I'm kind of disappointed that I don't feel moved to say much about provocateur director Lars Von Trier's "Antichrist." It was greeted at last year's Cannes film festival with a mix of outrage, befuddlement, adulation and even incredulous laughter. In fact, Von Trier even received a special citation that decried the work as "the most misogynist" of all the director's movies. All I can muster, however, is a "meh."
Not that there aren't any indelible images or moments. There's a clearly animatronic talking dead fox, which utters the movie's most infamous line, "Chaos reigns," as well as some genital mutilation. In close-up. But don't worry, ladies. Here, old Lars is an equal opportunity director.
"Antichrist" begins with an almost ludicrously beautiful-looking black and white prologue that depicts the leads, He (Willem Dafoe) and She (Charlotte Gainsbourg), making passionate love throughout their apartment while their toddler makes his way for an open window. In slo-mo synchronicity, the husband and wife reach their climax as the child tumbles to his death. The sequence is shot like a perfume commercial, which I think may have been the point, but it's not especially moving, considering the gravity of what happens and what follows.

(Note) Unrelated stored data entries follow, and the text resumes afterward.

PR #3497, opened 2022-06-24
PIPE-289: Delta -> Postgres command

dpb-bah:
**Description:**
Command to pull a delta table to postgres as a temp table.

**Technical details:**
Includes helper functions to copy constraints and indexes preserving their names.

2. API documentation updated
    - [ ] Backend
    - Frontend <OPTIONAL>
    - Operations <OPTIONAL>
    - Domain Expert <OPTIONAL>
8. [x] Jira Ticket [PIPE-289](https://federal-spending-transparency.atlassian.net/browse/PIPE-289):

```
```


usaspending_api/etl/management/commands/load_table_from_delta.py
```diff
@@ -0,0 +1,227 @@
...
+    As of now, it only supports a full reload of a table. All existing data will be deleted before new data is written.
+    """
+
+    def add_arguments(self, parser):
+        parser.add_argument(
+            "--delta-table",
+            type=str,
+            required=True,
+            help="The source Delta Table to read the data",
+            choices=list(TABLE_SPEC.keys()),
```
sethstoudenmier, line 41: Not worth blocking over, but for a dictionary `list(<DICTIONARY>)` is the exact same thing as `list(<DICTIONARY_KEYS>)`.

usaspending_api/etl/management/commands/load_table_from_delta.py
```diff
@@ -0,0 +1,227 @@
...
+                source_columns = [(column.name, type(column)) for column in source_model._meta.get_fields()]
+            else:
+                source_columns = list(source_schema.items())
+
+            for column_name, column_type in source_columns:
+                if column_type in SPECIAL_TYPES_MAPPING:
+                    special_columns[column_name] = column_type
+                    delta_type = SPECIAL_TYPES_MAPPING[column_type]["delta"].format(column_name=column_name)
+                    alter_column_sql.append(
+                        f"ALTER TABLE {temp_destination_table}" f" ALTER COLUMN {column_name} TYPE {delta_type}"
```
kwhickey, line 181: Will the table be empty when making this alteration? If not, it could take a long long time to execute.

usaspending_api/etl/management/commands/load_table_from_delta.py
```diff
@@ -0,0 +1,227 @@
...
+        )
+        logger.info(f"LOAD (FINISH): Loaded data from Delta table {delta_table} to {temp_destination_table}")
+
+        if source_table or source_schema:
+            # Recast the special case columns to their postgres equivalents
+            alter_column_sql = []
+            for column_name, column_type in special_columns.items():
+                delta_type = SPECIAL_TYPES_MAPPING[column_type]["postgres"].format(column_name=column_name)
+                alter_column_sql.append(
+                    f"ALTER TABLE {temp_destination_table}" f" ALTER COLUMN {column_name} TYPE {delta_type}"
```
kwhickey, line 209: So in this case, they definitely will have a lot of rows in the table when the column data types are altered. How long does a query like this take with 100M+ records?

usaspending_api/etl/management/commands/load_table_from_delta.py
```diff
@@ -0,0 +1,227 @@
...
+        logger.info(f"LOAD (START): Loading data from Delta table {delta_table} to {temp_destination_table}")
+        df.write.options(customSchema=custom_schema, truncate=True).jdbc(
+            url=jdbc_url, table=temp_destination_table, mode="overwrite", properties=get_jdbc_connection_properties()
+        )
+        logger.info(f"LOAD (FINISH): Loaded data from Delta table {delta_table} to {temp_destination_table}")
+
+        if source_table or source_schema:
+            # Recast the special case columns to their postgres equivalents
+            alter_column_sql = []
+            for column_name, column_type in special_columns.items():
```
kwhickey, line 206: Since this may have the potential of a long wait while it executes, it'd be good to put a log statement in here, before the for loop:
e.g. 
f"Altering columns back to their postgres-side types for columns: {special_columns}"

kwhickey, line 206: Since this may have the potential of a long wait while it executes, it'd be good to put a log statement in here, before the for loop:
e.g. 
f"Altering columns back to their postgres-side types for columns: {special_columns}"

usaspending_api/etl/management/commands/load_table_from_delta.py
```diff
@@ -0,0 +1,227 @@
...
+            "--alt-db",
+            type=str,
+            required=False,
+            help="An alternate database (aka schema) in which to create this table, overriding the TABLE_SPEC db",
+        )
+        parser.add_argument(
+            "--alt-name",
+            type=str,
+            required=False,
+            help="An alternate delta table name for the created table, overriding the TABLE_SPEC destination_table "
```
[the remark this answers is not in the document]
kwhickey: Looks like this is for the delta side. So maybe clarify that in the help comments, or we could just rename them to be `--alt-delta-db` and `--alt-delta-table`

usaspending_api/etl/management/commands/load_table_from_delta.py
```diff
@@ -0,0 +1,227 @@
...
+            # Only applicable if we're copying down a table that was already in postgres
+            alter_column_sql = []
+            source_columns = []
+            if source_model:
+                source_columns = [(column.name, type(column)) for column in source_model._meta.get_fields()]
+            else:
+                source_columns = list(source_schema.items())
+
+            for column_name, column_type in source_columns:
+                if column_type in SPECIAL_TYPES_MAPPING:
```
kwhickey, line 177: Similar to a comment below:

> Since this may have the potential of a long wait while it executes, it'd be good to put a log statement in here, before the for loop:
> e.g.
> f"Altering columns back to their postgres-side types for columns: {special_columns}"

usaspending_api/etl/tests/integration/test_load_to_from_delta.py
```diff
@@ -233,7 +234,7 @@ def _handle_string_cast(val: str) -> Union[str, dict]:
     """
     try:
         return json.loads(val)
-    except TypeError:
+    except (TypeError, json.decoder.JSONDecodeError):
```
kwhickey, line 237: We definitely wan to swallow this error? If so you should put a code comment in explaining why this is ok.

usaspending_api/transactions/delta_models/transaction_search.py
```diff
@@ -101,9 +101,110 @@
     "funding_office_name": "STRING",
 }
 
+TRANSACTION_SEARCH_POSTGRES_COLUMNS = {
```
kwhickey, line 104: I wonder if there's a way to not have to redefine ALL the columns again if most of them are not changing, but only transform one set of columns into the other (and still allow it to be referred to as a dict constant like this).

It also helps answer the question that anyone would ask when they see these two dicts: _What's the different between these two?_

kwhickey (changes requested):
A lot of good work in here. Some questions to walk through with you before approval.

usaspending_api/etl/management/commands/load_table_from_delta.py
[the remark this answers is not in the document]
collinwr: Looks like the `TABLE_SPEC` imported here from `create_delta_table.py` is the unioned version.

usaspending_api/etl/management/commands/load_table_from_delta.py
```diff
@@ -0,0 +1,227 @@
...
+                """
+            with db.connection.cursor() as cursor:
+                logger.info(f"Creating {temp_destination_table}")
+                cursor.execute(create_temp_sql)
+                logger.info(f"{temp_destination_table} created.")
+
+                # Copy over the constraints before indexes
+                # Note: we could of included indexes above (`INCLUDING CONSTRAINTS`) but we need to drop the
+                #       foreign key ones
+                if source_table:
```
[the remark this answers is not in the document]
collinwr: I was able to find a scenario where `source_table` is `None`. In the `TABLE_SPEC` for `award_search` we don't specify a `source_table` to read from because we're not writing that data from Postgres to Delta Lake, but we want the ability to write it back to Postgres.
I'm not sure we're going to get the expected behavior here though because we'd like to copy constraints from `award_search` to `award_search_temp`, which won't happen based on this if statement.

usaspending_api/etl/management/commands/load_table_from_delta.py
kwhickey: FYI ... first test writing this data to postgres, saw this statement running for over 1 hour, and it was still running as I wrote this.

kwhickey: Seeing how this runs, and anticipating the runtime of index creation, I think we need to separate spark work and non-spark work from this job and others like it. 

Reason is: An 8-node cluster will keep all 8 nodes up for maybe 1-3 hours extra while those nodes sit idle, just to issue a SQL statement on the DB and wait for it to complete. The way this kind of statement works is that it will run from the _driver_ node, and not create distributable tasks that are sent out to the worker nodes. So cost-wise, we don't want to keep a cluster up if the cluster is not doing work. 

We may be able to run the spark part in one job, and then continue the remaining parts in Jenkins job steps. It's not great that the job then isn't "complete", but we'll have to figure it out. The alternative would be an auto-scaling cluster, that could scale workers down if they're idle ... but I've heard Python jobs are not eligible on autoscaling clusters. We'll need to fact-check that.

kwhickey (changes requested):
Issue not getting indexes on `transaction_search`

usaspending_api/etl/management/commands/load_table_from_delta.py
dpb-bah: Good call. I think I copied that from another command but I don't see it in them anymore. Fixing.

usaspending_api/etl/management/commands/load_table_from_delta.py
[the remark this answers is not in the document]
dpb-bah: Yeah this is a kind of rub I need to square with other devs. If we want to copy indexes, constraints, etc. from SQL (not already a table in postgres), we need to update the TABLE_SPEC to include something that specifies these. I want to avoid having to regex SQL scripts to find said metadata.

usaspending_api/etl/management/commands/load_table_from_delta.py
dpb-bah: Table should be empty at this point. If it already existed, we've cleared it out and rebuilt it without any data.

usaspending_api/etl/management/commands/load_table_from_delta.py
```diff
@@ -0,0 +1,227 @@
...
+        custom_schema = table_spec["custom_schema"]
+        special_columns = {}
+
+        # Delta side
+        destination_database = options["alt_db"] or table_spec["destination_database"]
+        delta_table_name = options["alt_name"] or delta_table
+        delta_table = f"{destination_database}.{delta_table_name}" if destination_database else delta_table_name
+
+        # Postgres side
+        source_table = None
```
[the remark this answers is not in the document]
dpb-bah: I couldn't guarantee that with some cases (see `transaction_search`)

usaspending_api/etl/tests/integration/test_load_to_from_delta.py
dpb-bah: Thought I needed it until solving the issue of the delta <-> postgres column mismatch. Fixed

usaspending_api/transactions/delta_models/transaction_search.py
dpb-bah: Yeah I agree this was thrown together hastily. I didn't want to get involved with updating the other scripts/tests that used those columns. I could standardize it if the backend devs didn't mind me updating it everywhere.

@sethstoudenmier @collinwr @emily-brents @bkschmidt

usaspending_api/etl/management/commands/load_table_from_delta.py
```diff
@@ -0,0 +1,227 @@
...
+    make_copy_constraints,
+)
+
+SPECIAL_TYPES_MAPPING = {
+    db.models.UUIDField: {"postgres": "UUID USING {column_name}::UUID", "delta": "TEXT"},
+    "UUID": {"postgres": "UUID USING {column_name}::UUID", "delta": "TEXT"},
+    db.models.JSONField: {"postgres": "JSONB using {column_name}::JSON", "delta": "TEXT"},
+    "JSONB": {"postgres": "JSONB using {column_name}::JSON", "delta": "TEXT"},
+    db.models.DateTimeField: {"postgres": "TIMESTAMP WITH TIME ZONE", "delta": "TIMESTAMP WITHOUT TIME ZONE"},
+    "TIMESTAMP": {"postgres": "TIMESTAMP WITH TIME ZONE", "delta": "TIMESTAMP WITHOUT TIME ZONE"},
```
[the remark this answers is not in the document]
dpb-bah: Added `USING {column_name} AT TIME ZONE 'UTC'` to the datetime updates. @sethstoudenmier confirmed when loaded normally, all the datetimes are without time zone, so this step is necessary to update them.

usaspending_api/etl/management/commands/load_table_from_delta.py
```diff
@@ -0,0 +1,227 @@
...
+                delta_type = SPECIAL_TYPES_MAPPING[column_type]["postgres"].format(column_name=column_name)
+                alter_column_sql.append(
+                    f"ALTER TABLE {temp_destination_table}" f" ALTER COLUMN {column_name} TYPE {delta_type}"
+                )
+            if alter_column_sql:
+                with db.connection.cursor() as cursor:
+                    cursor.execute(";".join(alter_column_sql))
+
+            if source_table:
+                # Load indexes if applicable
```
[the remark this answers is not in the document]
dpb-bah: I can give that a shot. We definitely need to refactor/optimize `TABLE_SPEC` (with this or next sprint) to be explicit about each of the fields we're using cause I guarantee `source_table` and `swap_table` will get mixed up.

usaspending_api/database_scripts/matview_generator/chunked_matview_sql_generator.py
```diff
@@ -16,6 +18,10 @@
     make_matview_refresh,
     TEMPLATE,
 )
+from usaspending_api.etl.broker_etl_helpers import dictfetchall
```
collinwr, line 21: This line causes this script to fail because it tries to reference Django settings.
Usage in pipeline:
```
python3 usaspending_api/database_scripts/matview_generator/chunked_matview_sql_generator.py --file usaspending_api/database_scripts/matview_generator/transaction_search.json --chunk-count 10 --dest chunked_matviews
```

usaspending_api/etl/management/commands/copy_table_metadata.py
```diff
@@ -0,0 +1,146 @@
...
+                if max_parallel_maintenance_workers:
+                    logger.info(f"Setting max_parallel_maintenance_workers to {max_parallel_maintenance_workers}")
+                    cursor.execute(f"SET max_parallel_maintenance_workers = {max_parallel_maintenance_workers}")
+                if maintenance_work_mem:
+                    logger.info(f"Setting maintenance_work_mem to '{maintenance_work_mem}GB'")
+                    cursor.execute(f"SET maintenance_work_mem = '{maintenance_work_mem}GB'")
+                copy_index_sql = make_copy_indexes(cursor, source_table, dest_table)
+        if copy_index_sql:
+            logger.info(f"Copying indexes over from {source_table}.")
+            CTSC_Command().create_indexes(copy_index_sql, index_concurrency)
```
collinwr, line 145: The `combine_transaction_search_chunks` command will eventually be removed. Can you move the `create_indexes` method to `copy_table_metadata` and have `combine_transaction_search_chunks` reference it from there instead?

dpb-bah: I'll give it a go. I'm a little worried it may run into a circular dependency.

usaspending_api/etl/management/commands/load_table_from_delta.py
```diff
@@ -0,0 +1,288 @@
...
+from pyspark.sql import SparkSession
+
+from usaspending_api.common.helpers.spark_helpers import (
+    configure_spark_session,
+    get_active_spark_session,
+    get_jdbc_connection_properties,
+    get_jdbc_url,
+    get_jvm_logger,
+)
+from usaspending_api.etl.management.commands.create_delta_table import TABLE_SPEC
```
collinwr, line 15: I'm thinking this should `TABLE_SPEC` options from `load_query_to_delta` instead of `create_delta_table`. `create_delta_table` doesn't have the new, necessary options like `swap_table` and `swap_schema`

dpb-bah: In that case, I'm more tempted to add `swap_table` to those and set them to `None`s for consistency across all of them.

usaspending_api/etl/management/commands/load_table_from_delta.py
```diff
@@ -0,0 +1,288 @@
...
+                temp_table,
+            ]
+            if not copy_constraints:
+                copy_table_metadata_args.append("--skip-constraints")
+            if not copy_indexes:
+                copy_table_metadata_args.append("--skip-indexes")
+            for option in ["max_parallel_maintenance_workers", "maintenance_work_mem", "index_concurrency"]:
+                if options[option]:
+                    copy_table_metadata_args.extend([f'--{option.replace("_", "-")}', options[option]])
+            call_command("copy_table_metadata", *copy_table_metadata_args)
```
collinwr, line 288: Aren't we trying to avoid this because it will be using cluster resources for database intensive tasks? Any reason to keep this logic here if we're not planning on using it in the pipeline?

dpb-bah: Generally yes. I kept it in as a kind of reminder that it's necessary that these should be done in succession and an option if we didn't run this in a pipeline. By default it won't but it could be used if someone wanted to kick it off and not have to come back to run the next command. I can take it out and leave a note if we don't think we'll ever need that option.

After He and She bury their son, She suffers a severe nervous breakdown and becomes consumed with grief. This is where the movie takes off, if only for a little bit. Gainsbourg is terrific throughout in a brave, raw and unpredictable performance, but her work early on, combined with some intense and jarring editing, sets a tone that the rest of the movie can't really live up to, save for a few sequences.
He, a psychotherapist, doesn't want his wife taking medication and would rather She deal with her grief "naturally." Dafoe is good, as usual, but his character isn't very interesting. He's dull and rather full of himself, which She reminds him of quite frequently, and I can see why He enrages her so. Again, I understand why Von Trier wrote the character this way, but the final result, despite some raw moments, is just inert and remote, much like the movie itself.

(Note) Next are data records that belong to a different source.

PR #3506, opened 2022-07-11
Ftr/pipe 311 sam recipient load table from brokerdb

bkschmidt:
**Description:**
Add support to load the sam_recipient table from broker to load_query_to_delta.py

**Technical details:**
The high level tech approach for this story is to create a jdbc proxy view on the broker database sam_recipient table. Once this view has been created, SQL very similar to that in the existing restock_duns.sql file can be used to transform the data into the required schema.

    - [x] Backend
    - [ ] Frontend <OPTIONAL>
    - [ ] Operations <OPTIONAL>
8. [x] Jira Ticket [PIPE-311](https://federal-spending-transparency.atlassian.net/browse/PIPE-311):

```
```


usaspending_api/common/helpers/spark_helpers.py
```diff
@@ -59,8 +60,20 @@
     DisasterEmergencyFundCode,
     SubmissionAttributes,
     DABSSubmissionWindowSchedule,
+    sam_recipient,
```
dpb-bah, line 63: `from usaspending_api.recipient.models import StateData, DUNS`

and use the `DUNS` model? Feels weird mixing delta models with the postgres django models...

usaspending_api/common/helpers/spark_helpers.py
```diff
@@ -401,6 +414,19 @@ def get_jdbc_url():
     return get_jdbc_url_from_pg_uri(CONFIG.DATABASE_URL)
 
 
+def get_broker_jdbc_url(databroker_uri: str)->str:
+    """Getting a JDBC-compliant Broker Postgres DB connection string hard-wired to the POSTGRES vars set in CONFIG"""
+    if not CONFIG.DATA_BROKER_DATABASE_URL:
+        raise ValueError("DATABASE_URL config val must provided")
```
dpb-bah, line 420: `DATA_BROKER_DATABASE_URL` config val must be provided

usaspending_api/common/helpers/spark_helpers.py
```diff
@@ -401,6 +414,19 @@ def get_jdbc_url():
     return get_jdbc_url_from_pg_uri(CONFIG.DATABASE_URL)
 
 
+def get_broker_jdbc_url(databroker_uri: str)->str:
```
dpb-bah, line 417: Any reason why this isn't following the other methods? Feels like it makes more sense to just do `get_broker_jdbc_url()` that's just like `get_jdbc_url` except it's `DATA_BROKER_DATABASE_URL` and that it reuses `get_jdbc_url_from_pg_uri` as both will be postgres connection strings.

usaspending_api/common/helpers/spark_helpers.py
```diff
@@ -59,8 +60,20 @@
...
 
+BROKER_PROXY_TABLES =[
+    sam_recipient,
+    subaward,
+    published_fabs,
+    detached_award_procurement,
+    submissions,
+    appropriation,
+    object_class_program_activity,
+    award_financial,
```
dpb-bah, line 75: May want to comment these out as they're a little big to store as temp tables potentially in memory.

dpb-bah (changes requested):

usaspending_api/common/helpers/spark_helpers.py
bkschmidt: Updated, thank you!

usaspending_api/common/helpers/spark_helpers.py
bkschmidt: Refactored to follow other methods

usaspending_api/common/helpers/spark_helpers.py
bkschmidt: Commented out; they are out of scope of this ticket and present a broader design question for bringing in broker tables.

usaspending_api/common/helpers/spark_helpers.py
bkschmidt: Let me know if this change makes sense; not sure if the change I just pushed is what you mean.

usaspending_api/etl/management/commands/load_query_to_delta.py
```diff
@@ -48,6 +51,16 @@
         "custom_schema": "recipient_hash STRING, federal_accounts STRING, cfdas ARRAY<STRING>,"
         " tas_components ARRAY<STRING>",
     },
+    "sam_recipient": {
+        "model": DUNS,
+        "source_table": "duns",
+        "destination_database": "raw",
```
collinwr, line 57: This should be written to the `int` schema

usaspending_api/etl/management/commands/load_query_to_delta.py
```diff
@@ -48,6 +51,16 @@
         "custom_schema": "recipient_hash STRING, federal_accounts STRING, cfdas ARRAY<STRING>,"
         " tas_components ARRAY<STRING>",
     },
+    "sam_recipient": {
+        "model": DUNS,
+        "source_table": "duns",
```
collinwr, line 56: A `source_query` is necessary to run the `load_query_to_delta` command. This should be the query that transforms the table from it's raw broker form to the intermediary needed by later ETLs. It should apply the same transformations as the query in `restock_duns.sql`

bkschmidt: Added and called sam_recipient_sql_string

usaspending_api/etl/management/commands/load_query_to_delta.py
```diff
@@ -54,6 +54,17 @@
         " tas_components ARRAY<STRING>",
         "column_names": list(AWARD_SEARCH_COLUMNS),
     },
+    "sam_recipient": {
```
collinwr, line 57: Ben, can you make the key for this table `int.sam_recipient`, so we won't have a key conflict with the TABLE_SPEC in `load_table_to_delta`?

usaspending_api/recipient/delta_models/sam_recipient.py
```diff
@@ -1,29 +1,116 @@
...
     "zip4": "STRING",
-    "business_types_codes": "ARRAY<STRING>",
-    "dba_name": "STRING",
-    "entity_structure": "STRING",
+    "zip5": "STRING",
+    "alternate_names": "ARRAY<STRING>",
+    "source": "STRING NOT NULL",
+    "update_date": "TIMESTAMP NOT NULL",
     "uei": "STRING",
-    "ultimate_parent_uei": "STRING",
```
collinwr, line 20: Looks like these columns were updated to match the source `sam_recipient` table from broker, however these should match the target delta model. Can you change these back?

usaspending_api/recipient/delta_models/sam_recipient.py
```diff
@@ -1,29 +1,116 @@
...
+        sam_recipient.country_code,
+        sam_recipient.congressional_district,
+        COALESCE(sam_recipient.business_types_codes, text[]) AS business_types_codes,
+        sam_recipient.entity_structure,
+        sam_recipient.sam_recipient_id,
+        COALESCE(sam_recipient.activation_date, sam_recipient.deactivation_date) as record_date,
+        sam_recipient.uei,
+        sam_recipient.ultimate_parent_uei
+      FROM
+        sam_recipient
```
collinwr, line 80: You need to prefix this table name with the database used for reference tables `global_temp`. I'd also give this table an alias, maybe something like `AS broker_sam_recipient`, so it's clear that this data is coming from the broker in the query.

collinwr (changes requested):
Left a few more comments. 

Also looks like there's no change to add broker reference tables. I know @dpb-bah is working on this as a part of his `subaward_search` story. If you want to test your new command, you may want to include his changes to `usaspending-api/usaspending_api/common/etl/spark.py`

usaspending_api/etl/management/commands/load_query_to_delta.py
bkschmidt: updated key to avoid conflict

usaspending_api/recipient/delta_models/sam_recipient.py
bkschmidt: I have made the prefix broker_SR and the alias refers to global_temp.

usaspending_api/recipient/delta_models/sam_recipient.py
```diff
@@ -1,29 +1,107 @@
...
         {", ".join([f'{key} {val}' for key, val in SAM_RECIPIENT_COLUMNS.items()])}
     )
     USING DELTA
     LOCATION 's3a://{{SPARK_S3_BUCKET}}/{{DELTA_LAKE_S3_PATH}}/{{DESTINATION_DATABASE}}/{{DESTINATION_TABLE}}'
     """
+sam_recipient_load_sql_string = fr"""
+-- Create temp table to reload into the duns table without dropping the destination table
+DROP TABLE IF EXISTS int.sam_recipient;
+
+CREATE TABLE int.sam_recipient AS (
```
collinwr, line 35: Here we should try to avoid recreating the table. Check out the pattern of `INSERT OVERWRITE` used by `award_search_load_sql_string` and `transaction_search_load_sql_string`

kwhickey: [INSERT OVERWRITE docs](https://docs.databricks.com/sql/language-manual/sql-ref-syntax-dml-insert-into.html)

> If you specify OVERWRITE the following applies:
> - Without a partition_spec the table is truncated before inserting the first row.
> - Otherwise all partitions matching the partition_spec are truncated before inserting the first row.

usaspending_api/recipient/delta_models/sam_recipient.py
```diff
@@ -1,29 +1,107 @@
...
-sam_recipient_sql_string = rf"""
+sam_recipient_create_sql_string = fr"""
     CREATE OR REPLACE TABLE {{DESTINATION_TABLE}} (
         {", ".join([f'{key} {val}' for key, val in SAM_RECIPIENT_COLUMNS.items()])}
     )
     USING DELTA
     LOCATION 's3a://{{SPARK_S3_BUCKET}}/{{DELTA_LAKE_S3_PATH}}/{{DESTINATION_DATABASE}}/{{DESTINATION_TABLE}}'
     """
+sam_recipient_load_sql_string = fr"""
+-- Create temp table to reload into the duns table without dropping the destination table
```
kwhickey, line 32: Fix comment here, referencing `duns` table, which is not the target.

usaspending_api/recipient/delta_models/sam_recipient.py
```diff
@@ -1,29 +1,107 @@
...
+    broker_SR.state AS state,
+    broker_SR.zip AS zip,
+    broker_SR.zip4 AS zip4,
+    broker_SR.business_types_codes AS business_types_codes,
+    broker_SR.dba_name as dba_name,
+    broker_SR.entity_structure as entity_structure,
+    broker_SR.uei AS uei,
+    broker_SR.ultimate_parent_uei AS ultimate_parent_uei
+  FROM
+    global_temp.broker_SR as broker_SR
```
kwhickey, line 57: Where did `broker_SR` get added as a `global_temp` (global temporary view) view? I don't see that in the PR code. Make sure to bring in latest changes from `qat` branch, as the ref data code moved to `spark.py`.
It should have a more clear name, like `broker_sam_recipient` rather than an abbreviation.

usaspending_api/recipient/delta_models/sam_recipient.py
```diff
@@ -1,29 +1,107 @@
...
+      SELECT
+        DISTINCT ON (broker_SR.awardee_or_recipient_uniqu)
```
kwhickey, line 59: I'm pretty sure `DISTINCT ON` is not supported by Spark SQL. Did you find it to be? 
In the recipient_lookup Spark SQL, we had to change this to windowing functions in CTEs like
`ROW_NUMBER() OVER (PARTITION BY uei, awardee_or_recipient_uniqu ORDER BY update_date DESC NULLS LAST) AS row_num`

And then you select form the CTE `WHERE row_num = 1` to get the top item of the ordered partition.

usaspending_api/recipient/delta_models/sam_recipient.py
```diff
@@ -1,29 +1,107 @@
...
+        broker_SR.entity_structure,
+        broker_SR.sam_recipient_id,
+        COALESCE(broker_SR.activation_date, broker_SR.deactivation_date) as record_date,
+        broker_SR.uei,
+        broker_SR.ultimate_parent_uei
+      FROM
+        global_temp.sam_recipient as broker_SR
+      ORDER BY
+        broker_SR.awardee_or_recipient_uniqu,
+        broker_SR.activation_date DESC NULLS LAST)') AS broker_duns
```
kwhickey, line 83: Typo here with parens and single quotes?

usaspending_api/recipient/delta_models/sam_recipient.py
```diff
@@ -1,29 +1,107 @@
...
+            zip4 text,
+            country_code text,
+            congressional_district text,
+            business_types_codes text[],
+            entity_structure text,
+            sam_recipient_id text,
+            record_date date,
+            uei text,
+            ultimate_parent_uei text
+          )
```
kwhickey, line 104: Is this the leftover postgres `dblink` style query? I'm pretty sure we're getting away from that completely here, and querying the broker DB directly, rather than querying it through the usaspending db over `dblink`. 

It looks like maybe this SQL is just a placeholder for the ultimate Spark SQL? 
You'll want some unit tests that exercise whatever SQL you make to ensure it does in fact work. That will be a challenge to get the broker<->usaspending integration tests working just right. 
I'd say
1. Fix the sql
2. Point your local env at a remote broker DB (e.g. sandbox) while on VPN
3. Test the `load_query_to_delta` locally with something like: `make localhost-spark-submit django_command="load_query_to_delta --destination-table int.sam_recipient"`
4. Ensure you see the data you want in your local delta tables by opening up `make pyspark-shell` (you'll need to pull qat branch to get this) and then run `spark.sql("select * from int.sam_recipient").show()`
5. Then work on getting your own local broker DB setup in docker (it doesn't need data)
6. Then ensure you have the right local config to run broker integration tests (Daniel or I could help with this)
7. Then write some unit tests that inject some `data_broker.public.sam_recipient` data into the postgres DB, and then run your command to ensure it is working across DBs.

kwhickey (changes requested):
Preliminary review with some needed changes.

bkschmidt:
DO NOT MERGE: SEE https://github.com/fedspendingtransparency/usaspending-api/pull/3562 for current codebase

Eventually He and She end up at Eden (har har!), their cabin deep in the woods, to work out her "therapy." She fears the woods most of all. Nature, teeming with both reproductive vitality and decay, is "Satan's church," She comes to say.
However, after much psychobabble, She embraces her fears and becomes an agent of them. At this point, "Antichrist" becomes a gender-reversed version of Stanley Kubrick's "The Shining." He stumbles upon the "dissertation" She has been working on: a rambling diatribe called "Gynocide" that features scraps of literature about witchcraft and some of her own writing, which gradually degenerates into gibberish. Now the show really begins, and She goes after He with nature's full fury. The final act is good, gripping horror, with brutal images and actions that will make men and women alike feel a twinge in their nether regions.
"Antichrist" is an allegorically rich curio with several stunningly lit and composed images from cinematographer Anthony Dod Mantle and a tremendous turn by Gainsbourg, who was robbed of an Academy Award nomination. I'd like to see Sandra Bullock try to smash Willem Dafoe's manhood with a log.
Rating: *** out of *****
("Antichrist" runs shorter than it feels at 108 minutes and is not rated. It's available through Netflix's streaming service.)